(Stored data)
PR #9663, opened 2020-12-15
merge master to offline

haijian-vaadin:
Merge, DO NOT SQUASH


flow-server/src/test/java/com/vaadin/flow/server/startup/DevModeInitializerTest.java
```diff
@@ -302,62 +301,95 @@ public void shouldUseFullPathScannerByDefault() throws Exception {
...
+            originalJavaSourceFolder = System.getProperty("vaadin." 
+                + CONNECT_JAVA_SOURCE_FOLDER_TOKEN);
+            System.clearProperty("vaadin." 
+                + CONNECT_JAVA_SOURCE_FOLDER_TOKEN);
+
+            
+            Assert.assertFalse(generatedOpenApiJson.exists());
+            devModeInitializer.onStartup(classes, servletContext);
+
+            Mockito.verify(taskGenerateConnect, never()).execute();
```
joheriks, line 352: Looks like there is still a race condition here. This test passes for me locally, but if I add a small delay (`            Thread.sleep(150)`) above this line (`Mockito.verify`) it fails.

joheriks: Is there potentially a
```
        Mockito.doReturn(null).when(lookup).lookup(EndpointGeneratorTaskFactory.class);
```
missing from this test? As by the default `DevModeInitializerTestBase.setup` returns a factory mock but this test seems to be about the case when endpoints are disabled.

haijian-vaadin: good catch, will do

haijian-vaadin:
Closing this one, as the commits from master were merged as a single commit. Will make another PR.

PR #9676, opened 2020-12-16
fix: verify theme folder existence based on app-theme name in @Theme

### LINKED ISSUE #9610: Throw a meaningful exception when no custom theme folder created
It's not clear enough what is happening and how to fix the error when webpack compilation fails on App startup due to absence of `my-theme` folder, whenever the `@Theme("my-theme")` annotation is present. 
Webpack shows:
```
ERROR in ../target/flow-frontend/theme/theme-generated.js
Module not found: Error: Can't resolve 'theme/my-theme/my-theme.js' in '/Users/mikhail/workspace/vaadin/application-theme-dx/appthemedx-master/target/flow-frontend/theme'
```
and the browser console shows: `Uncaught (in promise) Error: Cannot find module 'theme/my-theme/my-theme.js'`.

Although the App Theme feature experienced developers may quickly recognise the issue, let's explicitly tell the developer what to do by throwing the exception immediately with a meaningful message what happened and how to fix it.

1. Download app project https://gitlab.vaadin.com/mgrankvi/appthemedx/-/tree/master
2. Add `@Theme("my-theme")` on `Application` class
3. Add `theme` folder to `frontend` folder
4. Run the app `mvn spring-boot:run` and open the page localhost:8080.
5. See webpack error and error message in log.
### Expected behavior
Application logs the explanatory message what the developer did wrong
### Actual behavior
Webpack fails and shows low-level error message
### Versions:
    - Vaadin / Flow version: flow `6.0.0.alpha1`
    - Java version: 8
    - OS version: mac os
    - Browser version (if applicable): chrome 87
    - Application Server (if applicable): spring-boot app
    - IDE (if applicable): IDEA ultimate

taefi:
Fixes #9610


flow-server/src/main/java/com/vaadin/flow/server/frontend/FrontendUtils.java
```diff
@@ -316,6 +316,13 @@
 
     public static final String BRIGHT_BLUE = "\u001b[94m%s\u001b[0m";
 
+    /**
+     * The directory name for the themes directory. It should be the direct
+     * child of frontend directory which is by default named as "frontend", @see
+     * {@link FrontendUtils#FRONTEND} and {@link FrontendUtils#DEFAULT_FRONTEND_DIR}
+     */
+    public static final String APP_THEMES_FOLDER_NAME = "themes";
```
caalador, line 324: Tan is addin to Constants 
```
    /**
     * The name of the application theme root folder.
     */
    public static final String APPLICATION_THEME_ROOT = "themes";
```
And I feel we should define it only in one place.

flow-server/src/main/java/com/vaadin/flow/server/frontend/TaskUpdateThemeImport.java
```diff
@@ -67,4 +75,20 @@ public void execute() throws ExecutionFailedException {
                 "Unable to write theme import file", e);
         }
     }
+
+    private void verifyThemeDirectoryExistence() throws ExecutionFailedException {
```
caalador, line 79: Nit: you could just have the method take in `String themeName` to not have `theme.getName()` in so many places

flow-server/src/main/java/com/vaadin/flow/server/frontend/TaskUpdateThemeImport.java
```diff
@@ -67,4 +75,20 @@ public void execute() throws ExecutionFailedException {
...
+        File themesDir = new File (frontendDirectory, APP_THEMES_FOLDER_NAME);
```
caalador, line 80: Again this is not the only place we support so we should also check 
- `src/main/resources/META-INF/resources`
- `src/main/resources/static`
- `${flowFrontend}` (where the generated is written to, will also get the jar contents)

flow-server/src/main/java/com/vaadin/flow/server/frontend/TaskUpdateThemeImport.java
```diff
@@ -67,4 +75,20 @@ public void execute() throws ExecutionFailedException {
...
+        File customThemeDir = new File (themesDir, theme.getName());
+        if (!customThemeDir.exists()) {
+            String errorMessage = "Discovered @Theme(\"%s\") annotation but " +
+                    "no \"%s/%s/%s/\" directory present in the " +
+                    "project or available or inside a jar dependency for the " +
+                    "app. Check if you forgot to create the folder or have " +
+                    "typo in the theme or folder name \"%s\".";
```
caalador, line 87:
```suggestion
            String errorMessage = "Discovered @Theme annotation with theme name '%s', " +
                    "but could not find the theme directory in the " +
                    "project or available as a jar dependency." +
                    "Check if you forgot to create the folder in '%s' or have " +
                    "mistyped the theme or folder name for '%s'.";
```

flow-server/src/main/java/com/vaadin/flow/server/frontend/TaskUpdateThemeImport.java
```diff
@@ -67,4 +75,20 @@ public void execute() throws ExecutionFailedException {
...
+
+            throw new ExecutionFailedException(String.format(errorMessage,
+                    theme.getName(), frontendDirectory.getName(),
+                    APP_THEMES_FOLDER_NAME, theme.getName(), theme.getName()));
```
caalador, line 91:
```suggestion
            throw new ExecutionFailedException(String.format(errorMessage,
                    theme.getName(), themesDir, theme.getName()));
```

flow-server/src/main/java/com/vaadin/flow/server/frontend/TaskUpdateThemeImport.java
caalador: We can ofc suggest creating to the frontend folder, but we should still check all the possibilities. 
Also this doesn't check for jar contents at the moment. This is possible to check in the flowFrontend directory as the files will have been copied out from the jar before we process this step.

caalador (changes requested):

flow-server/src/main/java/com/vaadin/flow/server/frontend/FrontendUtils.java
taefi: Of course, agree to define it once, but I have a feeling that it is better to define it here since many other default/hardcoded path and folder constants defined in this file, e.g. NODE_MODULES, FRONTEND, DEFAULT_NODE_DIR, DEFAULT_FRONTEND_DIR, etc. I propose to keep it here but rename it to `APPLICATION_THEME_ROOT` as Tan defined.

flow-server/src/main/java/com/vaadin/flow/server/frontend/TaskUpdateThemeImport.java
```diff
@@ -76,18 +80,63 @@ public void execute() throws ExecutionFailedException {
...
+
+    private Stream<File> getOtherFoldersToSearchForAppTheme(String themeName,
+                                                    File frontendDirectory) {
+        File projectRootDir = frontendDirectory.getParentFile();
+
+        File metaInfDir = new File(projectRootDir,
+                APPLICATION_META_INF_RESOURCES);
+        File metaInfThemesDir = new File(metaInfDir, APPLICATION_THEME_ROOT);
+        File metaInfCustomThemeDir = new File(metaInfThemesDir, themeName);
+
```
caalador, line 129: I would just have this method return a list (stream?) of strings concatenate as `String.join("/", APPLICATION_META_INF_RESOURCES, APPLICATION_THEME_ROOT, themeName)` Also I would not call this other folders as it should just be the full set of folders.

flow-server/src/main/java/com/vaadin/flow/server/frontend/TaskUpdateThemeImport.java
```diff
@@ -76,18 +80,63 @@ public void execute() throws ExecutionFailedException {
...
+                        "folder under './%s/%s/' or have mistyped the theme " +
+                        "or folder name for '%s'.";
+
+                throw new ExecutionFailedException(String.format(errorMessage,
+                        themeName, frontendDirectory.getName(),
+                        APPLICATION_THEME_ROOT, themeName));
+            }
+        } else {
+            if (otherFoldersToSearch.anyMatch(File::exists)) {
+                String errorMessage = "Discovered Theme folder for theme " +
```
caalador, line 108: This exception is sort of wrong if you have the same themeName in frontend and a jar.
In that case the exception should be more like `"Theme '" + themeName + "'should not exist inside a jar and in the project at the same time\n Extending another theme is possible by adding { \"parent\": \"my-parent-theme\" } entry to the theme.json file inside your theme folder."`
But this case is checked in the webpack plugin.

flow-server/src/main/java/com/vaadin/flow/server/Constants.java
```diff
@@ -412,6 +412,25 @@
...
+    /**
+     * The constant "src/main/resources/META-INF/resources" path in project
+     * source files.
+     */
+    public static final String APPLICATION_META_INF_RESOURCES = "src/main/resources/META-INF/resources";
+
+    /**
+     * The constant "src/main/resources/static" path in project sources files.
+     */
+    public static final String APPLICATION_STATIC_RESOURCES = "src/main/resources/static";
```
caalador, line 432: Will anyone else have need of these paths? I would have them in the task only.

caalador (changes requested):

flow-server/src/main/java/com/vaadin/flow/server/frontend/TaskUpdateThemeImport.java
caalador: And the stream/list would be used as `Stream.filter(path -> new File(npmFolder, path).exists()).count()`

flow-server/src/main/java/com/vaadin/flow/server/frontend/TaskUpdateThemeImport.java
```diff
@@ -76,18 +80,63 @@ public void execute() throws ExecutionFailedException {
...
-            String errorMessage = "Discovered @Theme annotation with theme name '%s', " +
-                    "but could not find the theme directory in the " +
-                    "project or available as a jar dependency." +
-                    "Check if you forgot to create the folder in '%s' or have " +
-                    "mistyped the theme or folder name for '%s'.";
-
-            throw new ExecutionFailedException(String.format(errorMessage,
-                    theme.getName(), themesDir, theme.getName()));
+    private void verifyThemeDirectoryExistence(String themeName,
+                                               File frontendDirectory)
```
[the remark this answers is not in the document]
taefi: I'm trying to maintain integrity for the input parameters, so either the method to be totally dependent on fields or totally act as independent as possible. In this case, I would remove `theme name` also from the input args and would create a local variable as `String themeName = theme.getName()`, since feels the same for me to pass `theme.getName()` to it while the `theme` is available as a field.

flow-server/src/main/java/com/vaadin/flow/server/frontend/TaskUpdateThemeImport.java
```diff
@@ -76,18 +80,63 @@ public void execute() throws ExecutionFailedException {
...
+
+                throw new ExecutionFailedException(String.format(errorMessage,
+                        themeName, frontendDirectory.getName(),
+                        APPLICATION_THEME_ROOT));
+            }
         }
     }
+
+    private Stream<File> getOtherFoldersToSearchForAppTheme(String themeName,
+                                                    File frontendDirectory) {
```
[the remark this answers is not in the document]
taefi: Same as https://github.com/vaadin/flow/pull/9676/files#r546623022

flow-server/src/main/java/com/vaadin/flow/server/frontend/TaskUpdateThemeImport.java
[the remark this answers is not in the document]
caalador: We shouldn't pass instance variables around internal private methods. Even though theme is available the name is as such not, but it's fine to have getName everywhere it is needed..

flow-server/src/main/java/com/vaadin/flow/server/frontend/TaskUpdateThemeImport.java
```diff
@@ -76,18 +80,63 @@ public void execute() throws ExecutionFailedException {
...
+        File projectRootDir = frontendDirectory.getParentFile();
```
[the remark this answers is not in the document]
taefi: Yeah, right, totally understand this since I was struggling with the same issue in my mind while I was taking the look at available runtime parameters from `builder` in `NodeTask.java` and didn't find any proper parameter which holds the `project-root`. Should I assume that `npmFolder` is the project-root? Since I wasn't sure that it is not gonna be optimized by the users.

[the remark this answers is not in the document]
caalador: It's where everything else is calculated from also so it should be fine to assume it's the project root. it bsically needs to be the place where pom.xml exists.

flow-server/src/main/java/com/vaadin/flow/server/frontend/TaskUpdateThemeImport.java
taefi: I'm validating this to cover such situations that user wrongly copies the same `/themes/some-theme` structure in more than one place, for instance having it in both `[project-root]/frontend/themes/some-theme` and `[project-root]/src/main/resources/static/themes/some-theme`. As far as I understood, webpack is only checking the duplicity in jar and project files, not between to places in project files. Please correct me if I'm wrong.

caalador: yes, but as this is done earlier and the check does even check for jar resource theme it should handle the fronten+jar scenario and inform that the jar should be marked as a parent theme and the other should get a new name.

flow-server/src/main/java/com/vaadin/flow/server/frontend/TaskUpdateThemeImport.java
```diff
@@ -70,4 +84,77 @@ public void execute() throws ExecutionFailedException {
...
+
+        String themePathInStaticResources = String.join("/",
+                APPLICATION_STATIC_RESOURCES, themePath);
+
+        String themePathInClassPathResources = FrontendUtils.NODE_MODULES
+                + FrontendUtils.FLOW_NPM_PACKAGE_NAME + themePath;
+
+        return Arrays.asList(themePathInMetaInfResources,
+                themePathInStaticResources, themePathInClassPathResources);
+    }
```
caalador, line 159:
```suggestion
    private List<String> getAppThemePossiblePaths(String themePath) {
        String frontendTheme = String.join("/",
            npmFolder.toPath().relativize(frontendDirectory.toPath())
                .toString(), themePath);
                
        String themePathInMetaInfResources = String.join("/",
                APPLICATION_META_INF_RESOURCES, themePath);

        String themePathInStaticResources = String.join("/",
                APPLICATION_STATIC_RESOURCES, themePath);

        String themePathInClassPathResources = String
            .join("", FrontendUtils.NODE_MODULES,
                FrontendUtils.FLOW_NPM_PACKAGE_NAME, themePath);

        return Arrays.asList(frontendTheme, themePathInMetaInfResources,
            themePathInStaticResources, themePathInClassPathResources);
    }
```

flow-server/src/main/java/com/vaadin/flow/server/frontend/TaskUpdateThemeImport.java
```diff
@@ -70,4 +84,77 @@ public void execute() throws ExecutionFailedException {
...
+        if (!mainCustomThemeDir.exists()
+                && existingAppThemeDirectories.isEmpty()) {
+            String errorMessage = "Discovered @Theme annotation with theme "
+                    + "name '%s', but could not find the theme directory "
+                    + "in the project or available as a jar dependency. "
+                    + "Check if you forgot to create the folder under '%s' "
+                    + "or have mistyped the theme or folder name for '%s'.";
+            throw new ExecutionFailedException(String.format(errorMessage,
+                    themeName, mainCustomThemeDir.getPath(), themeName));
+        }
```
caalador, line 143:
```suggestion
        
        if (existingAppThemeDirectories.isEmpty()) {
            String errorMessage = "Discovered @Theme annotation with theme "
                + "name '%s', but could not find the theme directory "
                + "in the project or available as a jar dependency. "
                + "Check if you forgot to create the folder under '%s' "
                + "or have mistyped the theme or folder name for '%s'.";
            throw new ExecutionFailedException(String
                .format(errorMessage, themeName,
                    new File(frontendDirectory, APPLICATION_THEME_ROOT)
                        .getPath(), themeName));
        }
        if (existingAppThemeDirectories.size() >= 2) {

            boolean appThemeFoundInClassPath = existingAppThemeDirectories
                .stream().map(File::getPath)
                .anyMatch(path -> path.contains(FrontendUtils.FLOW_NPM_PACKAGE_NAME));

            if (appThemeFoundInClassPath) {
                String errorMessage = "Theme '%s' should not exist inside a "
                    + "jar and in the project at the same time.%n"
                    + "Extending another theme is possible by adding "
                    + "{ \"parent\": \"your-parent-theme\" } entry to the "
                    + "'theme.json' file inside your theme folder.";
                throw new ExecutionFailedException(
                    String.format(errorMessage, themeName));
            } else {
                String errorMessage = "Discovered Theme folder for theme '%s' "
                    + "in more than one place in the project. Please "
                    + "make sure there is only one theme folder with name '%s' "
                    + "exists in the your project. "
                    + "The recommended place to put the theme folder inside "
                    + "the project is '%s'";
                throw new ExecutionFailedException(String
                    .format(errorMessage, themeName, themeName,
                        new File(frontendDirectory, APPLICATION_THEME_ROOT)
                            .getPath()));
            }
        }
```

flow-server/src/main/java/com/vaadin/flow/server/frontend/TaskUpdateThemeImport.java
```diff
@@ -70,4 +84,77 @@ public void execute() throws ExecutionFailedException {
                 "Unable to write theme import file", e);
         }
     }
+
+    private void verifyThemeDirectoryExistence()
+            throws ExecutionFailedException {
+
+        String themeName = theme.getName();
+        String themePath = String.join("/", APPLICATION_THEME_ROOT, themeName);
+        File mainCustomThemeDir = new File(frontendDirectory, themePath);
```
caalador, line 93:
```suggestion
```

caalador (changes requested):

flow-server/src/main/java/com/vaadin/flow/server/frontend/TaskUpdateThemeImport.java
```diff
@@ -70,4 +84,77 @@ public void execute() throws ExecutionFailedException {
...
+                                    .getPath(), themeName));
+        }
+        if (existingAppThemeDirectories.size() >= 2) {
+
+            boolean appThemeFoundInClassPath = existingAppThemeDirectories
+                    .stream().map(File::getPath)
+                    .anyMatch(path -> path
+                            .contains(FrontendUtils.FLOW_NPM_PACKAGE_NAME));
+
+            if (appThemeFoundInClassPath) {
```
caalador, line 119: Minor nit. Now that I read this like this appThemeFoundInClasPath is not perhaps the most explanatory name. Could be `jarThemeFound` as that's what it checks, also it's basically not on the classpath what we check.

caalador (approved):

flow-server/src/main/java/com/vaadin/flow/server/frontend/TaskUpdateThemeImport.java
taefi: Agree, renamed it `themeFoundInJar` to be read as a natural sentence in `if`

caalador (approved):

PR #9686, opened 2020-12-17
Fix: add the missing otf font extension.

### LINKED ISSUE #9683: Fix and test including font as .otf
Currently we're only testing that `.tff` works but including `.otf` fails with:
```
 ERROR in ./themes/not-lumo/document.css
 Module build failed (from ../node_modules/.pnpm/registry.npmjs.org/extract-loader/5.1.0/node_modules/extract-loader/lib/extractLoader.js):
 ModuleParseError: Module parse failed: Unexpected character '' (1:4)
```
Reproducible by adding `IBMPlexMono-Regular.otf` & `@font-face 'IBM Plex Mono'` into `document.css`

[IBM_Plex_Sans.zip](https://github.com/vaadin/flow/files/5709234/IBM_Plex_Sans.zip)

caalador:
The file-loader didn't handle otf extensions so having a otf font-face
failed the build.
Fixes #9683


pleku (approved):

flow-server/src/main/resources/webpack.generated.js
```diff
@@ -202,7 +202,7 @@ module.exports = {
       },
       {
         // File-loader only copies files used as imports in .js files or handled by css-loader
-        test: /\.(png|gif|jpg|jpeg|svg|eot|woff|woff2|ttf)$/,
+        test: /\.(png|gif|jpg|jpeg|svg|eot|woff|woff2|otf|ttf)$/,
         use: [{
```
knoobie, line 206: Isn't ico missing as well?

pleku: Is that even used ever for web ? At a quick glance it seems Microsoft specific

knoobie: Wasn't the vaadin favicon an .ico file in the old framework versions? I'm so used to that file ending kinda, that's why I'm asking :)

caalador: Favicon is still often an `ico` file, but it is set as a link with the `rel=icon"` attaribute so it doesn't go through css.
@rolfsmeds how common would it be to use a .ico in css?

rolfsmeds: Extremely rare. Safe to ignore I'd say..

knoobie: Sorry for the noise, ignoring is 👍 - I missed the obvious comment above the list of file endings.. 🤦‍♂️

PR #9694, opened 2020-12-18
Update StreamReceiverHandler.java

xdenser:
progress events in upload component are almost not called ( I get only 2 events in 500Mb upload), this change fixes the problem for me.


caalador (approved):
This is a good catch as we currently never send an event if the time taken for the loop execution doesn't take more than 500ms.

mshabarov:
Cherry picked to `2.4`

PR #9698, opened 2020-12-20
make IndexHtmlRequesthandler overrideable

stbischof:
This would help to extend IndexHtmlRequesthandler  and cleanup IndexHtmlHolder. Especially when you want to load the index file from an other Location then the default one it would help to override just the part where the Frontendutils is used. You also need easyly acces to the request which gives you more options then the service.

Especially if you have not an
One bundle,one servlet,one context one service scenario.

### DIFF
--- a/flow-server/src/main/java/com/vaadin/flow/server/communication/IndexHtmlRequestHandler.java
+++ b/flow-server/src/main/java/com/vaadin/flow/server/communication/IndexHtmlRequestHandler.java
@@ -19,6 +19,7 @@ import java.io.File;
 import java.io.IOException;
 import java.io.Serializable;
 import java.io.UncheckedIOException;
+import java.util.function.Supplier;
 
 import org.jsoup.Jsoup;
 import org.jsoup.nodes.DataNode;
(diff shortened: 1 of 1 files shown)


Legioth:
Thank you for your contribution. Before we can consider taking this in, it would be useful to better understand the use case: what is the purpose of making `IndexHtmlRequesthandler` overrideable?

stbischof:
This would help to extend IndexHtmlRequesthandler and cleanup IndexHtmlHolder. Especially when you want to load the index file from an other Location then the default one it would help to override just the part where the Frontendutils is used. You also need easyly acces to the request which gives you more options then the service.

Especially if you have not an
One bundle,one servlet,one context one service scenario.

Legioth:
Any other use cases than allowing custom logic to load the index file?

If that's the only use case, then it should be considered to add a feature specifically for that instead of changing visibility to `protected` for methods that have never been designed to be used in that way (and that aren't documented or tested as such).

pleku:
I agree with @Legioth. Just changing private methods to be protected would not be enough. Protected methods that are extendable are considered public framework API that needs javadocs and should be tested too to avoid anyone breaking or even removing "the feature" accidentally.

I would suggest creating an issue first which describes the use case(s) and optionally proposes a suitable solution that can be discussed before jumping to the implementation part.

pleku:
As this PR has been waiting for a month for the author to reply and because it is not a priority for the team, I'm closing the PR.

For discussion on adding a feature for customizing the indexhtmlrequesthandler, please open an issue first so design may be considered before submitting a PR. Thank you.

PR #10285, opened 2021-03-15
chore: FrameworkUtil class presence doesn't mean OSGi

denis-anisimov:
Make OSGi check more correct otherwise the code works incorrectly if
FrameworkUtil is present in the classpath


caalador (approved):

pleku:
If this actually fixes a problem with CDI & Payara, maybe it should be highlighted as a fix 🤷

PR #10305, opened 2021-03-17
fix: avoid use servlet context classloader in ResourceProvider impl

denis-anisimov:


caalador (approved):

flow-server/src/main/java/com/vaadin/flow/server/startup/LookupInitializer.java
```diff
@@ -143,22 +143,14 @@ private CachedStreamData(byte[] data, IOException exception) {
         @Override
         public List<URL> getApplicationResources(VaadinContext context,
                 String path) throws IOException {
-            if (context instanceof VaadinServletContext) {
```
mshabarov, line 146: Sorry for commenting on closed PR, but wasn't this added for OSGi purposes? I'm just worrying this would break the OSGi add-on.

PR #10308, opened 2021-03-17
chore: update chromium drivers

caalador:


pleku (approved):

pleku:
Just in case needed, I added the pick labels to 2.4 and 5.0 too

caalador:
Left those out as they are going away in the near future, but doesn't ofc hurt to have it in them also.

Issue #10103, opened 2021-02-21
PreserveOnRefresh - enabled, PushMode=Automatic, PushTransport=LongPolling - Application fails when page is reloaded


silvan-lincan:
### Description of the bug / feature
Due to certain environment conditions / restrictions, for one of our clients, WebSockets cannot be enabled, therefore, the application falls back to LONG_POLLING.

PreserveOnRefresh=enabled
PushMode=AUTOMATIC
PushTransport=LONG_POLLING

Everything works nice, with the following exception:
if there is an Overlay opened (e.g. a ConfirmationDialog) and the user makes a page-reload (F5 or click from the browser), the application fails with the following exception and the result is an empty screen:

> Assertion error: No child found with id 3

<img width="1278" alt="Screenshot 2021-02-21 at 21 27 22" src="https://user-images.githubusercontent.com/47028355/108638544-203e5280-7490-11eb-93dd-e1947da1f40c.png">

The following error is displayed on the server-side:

TASK REQUIREMENTS
Across all the records above, find each line with "target" in it and copy it.

FINISHED EXERCISE
ERROR in ../target/flow-frontend/theme/theme-generated.js
Module not found: Error: Can't resolve 'theme/my-theme/my-theme.js' in '/Users/mikhail/workspace/vaadin/application-theme-dx/appthemedx-master/target/flow-frontend/theme'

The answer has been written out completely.